Then the other night I broke through and got lucid - even "surviving" multiple false awakenings (at least two, maybe three) and quickly regaining lucidity - even if I pretty much messed up in the end.
It all started at home with me sorting through some old things form my past that I had forgotten I ever owned, some CDs and metal shirts. Some were no good anymore but some were surprisingly beautiful, I think there was a Daemonarch shirt (I still love this one-off side project of Moonspell, the album titled "Hermeticum") with intricate but very subtle artwork on the back. Another one was by a band named "Pathmaster" (which most likely doesn't exist). I wanted to listen to this band and by typical dream reasoning I thought if I wrap the t-shirt around the plug of some headphones that might work. :D
But I figured this was too stupid to possibly work even in a dream, and then I realized I was dreaming!
I went out flying through the closed window. I had no plans and still rather poor control... but  flying always comes naturally when I'm lucid - and sometimes also when I'm not; I've frequently been flying in dreams even back as a small child, long before I ever read books about dreaming and learned what lucid dreams are and that many people fly in them.
So I just went around the neighborhood and ended up in some backyard where I talked to a woman until a rude man interrupted and annoyed me. I think that's when I first woke up and tried to switch on the LED spot by my bed which is set to red color (it's a light that can be set to different colors with a small remote control) because red light is the least disruptive when you hope to fall back asleep once more afterward, in order to write down my lucid dream. I switched it on and it did work but only very, very dimly (it's meant to be dim but not that extremely), when I tried to make it brighter via remote control it only got even dimmer and dimmer, then back up to the way it first was, and back down. There was only one button on the remote control where there ought to be two to control brightness (up & down). I looked at the picture of my Master on the wall next to my bed and told him my conclusion, "I'm still in a dream." My Master nodded and said, "very good."
Then I went out through the closed window once more. There were some festivities in the streets or a fair, streets were really very crowded. I tried gaining height and flying away since crowds bother me but I still had poor control and couldn't get away somehow. Some nasty guys among the crowds started bothering me with stupid remarks and stuff. I came flying at them, grabbed them by the back of the neck and crushed their faces against the wall, killing them. It was easy, as if their faces were masks with skulls of brittle plaster underneath. I think I killed three men in this way, then I started throwing lightning from my bare hands and killed a few more by striking them with the lightning bolts, all of them males. But strangely it didn't impress the rest of the crowds very much, let alone cause anyone to run away in panic as one might expect.
I woke up again. It was morning and a female friend of mine who apparently lived with me was busy making breakfast. I was looking around, this wasn't right, this wasn't my kitchen nor hers and we don't live together... and I told my friend that I was still dreaming.
"Are you?" she mumbled just by the way, as if this was perfectly unremarkable.
And out the window I went once more, this time even through the closed roller blind. It felt weird, for a brief moment I thought I was getting stuck halfway but then I passed through and was flying through the air outside with my usual, swimming motions. I tried transforming into a shark as I've long wished to do in a dream and even succeeded halfway - at least for a moment and for a first attempt it worked great, much easier than thought! Maybe I got too enthused about this because in the end I still messed up.

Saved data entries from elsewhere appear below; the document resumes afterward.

PR #911, opened 2024-08-30
Adds support for Multi-Arch image builds

narphu:
This PR updates the Make targets and Dockerfiles to allow passing a TARGET_ARCH argument that allows creating a Multi-architecture image, specifically intended towards ARM64 support. This does not yet create or test the multi-arch images. That will be handled in a following PR once we verify the Dev builds. This creates one image (each with a list of manifest)e and the container runtime picks the one architecture that it matches at runtime.

We leverage the buildx support by docker (something that we already use for the operator), where passing the TARGET_ARCH into the Dockerfile can be used to generate different layers based on the architecture.
https://docs.docker.com/build/building/multi-platform/, https://forums.docker.com/t/build-multi-arch-images-with-different-commands-per-architecture-in-docker-file/134795
Note that for the operator cross platform builds, we can afford to do a cross compilation based build, but for vertica-k8s we would need to use emulation based build because we already have the vertica RPM that we want to install.

Some highlights are:

- The Makefile is updated such that it can read both x86 and aarch64 vertica RPMs and pass it on to the Dockerfile.
- Update the Dockerfile to check what RPMs are passed and accordingly make conditional installation of the respective architecture RPM in the image layer.
- This also updates some artifact download links to support future multi-arch builds and e2e tests: OPERATOR_SDK, CHANGIE_VERSION, ISTIO and OPM.
- We should eventually have one target for operator build as well when we are ready to use multiarch builds as default. Added a comment as a reminder for us to revisit, as changing that now might break other devops pipelines.


docker-vertica-v2/Dockerfile
```diff
@@ -16,26 +16,35 @@ ARG BASE_OS_VERSION
...
+# Update is needed to be confident that we're picking up
+# fixed libraries.
+# Using --nobest to make it easier yum install to work. This stage isn't used
+# for the final image, so any package is good enough. We just need to install
+# the vertica rpm and copy that over.
+
+# It can be challenging to identify the exact architecture that the build file is targetting when doing a multi-platform build
+# The pain is described in https://github.com/BretFisher/multi-platform-docker-build quite well
+# We only need to do this because we have separate vertica RPMs for ARM and x86. 
+# There is no need for us to differentiate between the vriants of ARM. So we consider those as equivalent for our RPM install.
```
roypaulin, line 42:
```suggestion
# There is no need for us to differentiate between the variants of ARM. So we consider those as equivalent for our RPM install.
```

Makefile
```diff
@@ -161,6 +161,13 @@ E2E_TEST_DIRS?=tests/e2e-leg-1
 # Additional arguments to pass to 'kubectl kuttl'
 E2E_ADDITIONAL_ARGS?=
 
+# Target Architecture that the docker image can run on
+# By Default: linux/amd64,linux/arm64
+# If you wish to build the image targeting other platforms you can use the --platform flag: https://docs.docker.com/build/building/multi-platform/
+# (i.e. docker buildx build --platform=linux/amd64,linux/arm64). However, you must enable docker buildKit for it.
+# More info: https://docs.docker.com/develop/develop-images/build_enhancements/
+TARGET_ARCH?=linux/amd64
```
roypaulin, line 169: Is it eventually going to be `linux/arm64,linux/amd64`?

docker-vertica-v2/Dockerfile
```diff
@@ -44,10 +53,17 @@ RUN set -x \
...
-  && yum localinstall -y /tmp/${VERTICA_RPM} \
+  && ls /tmp/ \
+  && if [[ "$TARGETARCH" == "arm64" ]] ; then \
+      uname -m && \
+      yum localinstall -y /tmp/${VERTICA_ARM64_RPM} ; \
+    elif [[ "$TARGETARCH" == "amd64" ]] ; then \
+      yum localinstall -y /tmp/${VERTICA_X86_RPM} ; \
+    else \
+      exit 1; \
+    fi \
```
roypaulin, line 64: At the end there will be one image compatible with multiple architectures, right? How is the build process going to handle the fact that we have 2 rpms?

docker-vertica-v2/Dockerfile
```diff
@@ -44,10 +53,17 @@ RUN set -x \
   openssl \
   && /usr/sbin/groupadd -r verticadba \
   && /usr/sbin/useradd -r -m -s /bin/bash -g verticadba dbadmin \
-  && yum localinstall -y /tmp/${VERTICA_RPM} \
+  && ls /tmp/ \
+  && if [[ "$TARGETARCH" == "arm64" ]] ; then \
```
roypaulin, line 57: Where is `TARGETARCH` getting its value.

.github/workflows/build-images.yml
roypaulin, line 1: You probably also need to update the "download rpm" step for the rpm name to match with the one in dockerfile

Makefile
narphu: Yes, I will use this branch to create a Dev image build and make sure the E2E tests pass. Then we can change this to linux/arm64,linux/amd64 as default.

docker-vertica-v2/Dockerfile
narphu: Correct. We will need to download both x86 and aarch64 rpms to the packages directory. We can do the same in Jenkins as well for daily, private and public image builds.
The build is agnostic really, if we set TARGETARCH to `linux/arm64,linux/amd64`, it would be expected that both the RPMs are available in the packages/. Otherwise the docker build will fail. If we provide any one of them, it should still pass and build a single arch image, as long as the matching RPM is present.
Although, I expect that moving forward our default behavior will be multi-arch only.

.github/workflows/build-images.yml
narphu: Yes, thanks for pointer.

roypaulin (approved):

docker-vertica-v2/Makefile
```diff
@@ -1,14 +1,18 @@
...
 BASE_OS_VERSION?=9
 FOR_GITHUB_CI?=false
 VERTICA_IMG?=vertica-k8s
 MINIMAL_VERTICA_IMG?=
-VERTICA_VERSION?=$(shell rpm --nosignature -qp --queryformat '%{VERSION}-%{RELEASE}' packages/$(VERTICA_RPM))
+TARGET_ARCH?=linux/amd64
 VERTICA_ADDITIONAL_DOCKER_BUILD_OPTIONS?=
 
+VERTICA_X86_VERSION?=$(shell rpm --nosignature -qp --queryformat '%{VERSION}-%{RELEASE}' packages/$(VERTICA_X86_RPM))
+VERTICA_ARM_VERSION?=$(shell rpm --nosignature -qp --queryformat '%{VERSION}-%{RELEASE}' packages/$(VERTICA_ARM64_RPM))
```
cchen-vertica, line 14: These two variables are not used in docker-build-vertica. We should assign the value of them to VERTICA_VERSION.

docker-vlogger/Dockerfile
```diff
@@ -16,6 +16,7 @@
 
 ARG ALPINE_VERSION
 ARG BASE_IMG
+ARG TARGETARCH
```
cchen-vertica, line 19: This isn't used in current dockerfile, and I cannot find where we passed it in.

docker-vertica-v2/Dockerfile
```diff
@@ -16,26 +16,35 @@ ARG BASE_OS_VERSION
...
+# for the final image, so any package is good enough. We just need to install
+# the vertica rpm and copy that over.
+
+# It can be challenging to identify the exact architecture that the build file is targetting when doing a multi-platform build
+# The pain is described in https://github.com/BretFisher/multi-platform-docker-build quite well
+# We only need to do this because we have separate vertica RPMs for ARM and x86. 
+# There is no need for us to differentiate between the vriants of ARM. So we consider those as equivalent for our RPM install.
+
+# Don't move the ARG from here. The ARG is only read by the build system if its declared after the SHELL
+ARG TARGETARCH
```
cchen-vertica, line 45: How does the dockerfile receive the value of "TARGETARCH"? I didn't see it on build-arg list of the makefile below.

Makefile
narphu: Old Image size: 473.46 MB compressed
New Image size: 474.9 MB for linux/amd64 and 354.77 MB for linux/arm64 compressed

docker-vertica-v2/Makefile
narphu: Right, I had initally planned of using this to catch version mismatch if someone does not use the same RPM version. Do you think that is useful and a valid concern?

docker-vlogger/Dockerfile
narphu: This is an implicit Dockerfile arg that the Build system automatically recognizes: https://docs.docker.com/reference/dockerfile/#automatic-platform-args-in-the-global-scope

docker-vertica-v2/Dockerfile
narphu: It is a predefined arg that are set automatically. We do set the target platform with the --platform flag on docker build, docker pulls out the architecture component of TARGETPLATFORM (that is set by the --platform).

docker-vlogger/Dockerfile
cchen-vertica: You don't used it in this file, do we probably can remove it in this file?

docker-vertica-v2/Makefile
cchen-vertica: Is this for the case "TARGETARCH == linux/arm64,linux/amd64"? Yes, we need to verify both of them have the same version. And we need to label the version to the image.

cchen-vertica:
You can rerun the failure tests, and when all tests pass, you are good to merge this PR.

Should I really confess to this embarrassing episode here? Well dear readers, if you've read this far you'll probably want to know how I "messed up in the end"... so let's say for purposes of dream research I'm putting it down here.
All I can say is, the streets below were still crowded but I don't know how I encountered this guy who apparently liked me (yes, in the wrong way!) and I was at his home and he said he'd like to put me in a tub full of gummi bears - to possibly photograph me or worse. I told him he was disgusting, and in order to demonstrate just how disgusting I barfed on the floor in front of his feet. He just looked at me innocently and then I pushed his head to the floor and forced him to eat my barf - hands-free! I left him no choice but to do it and then I thought, wow,this is so disgusting he's sure gonna barf too... which he promptly did. So his own barf mixed with mine on the floor and he was forced to eat both now. Damn, I should rather have killed him too instead of this shit! But well, there's always a next time. :D

Tuesday, January 21, 2014

Book Review for "Are You Dreaming?"

Here's my review of the book "Are You Dreaming?" by Daniel Love.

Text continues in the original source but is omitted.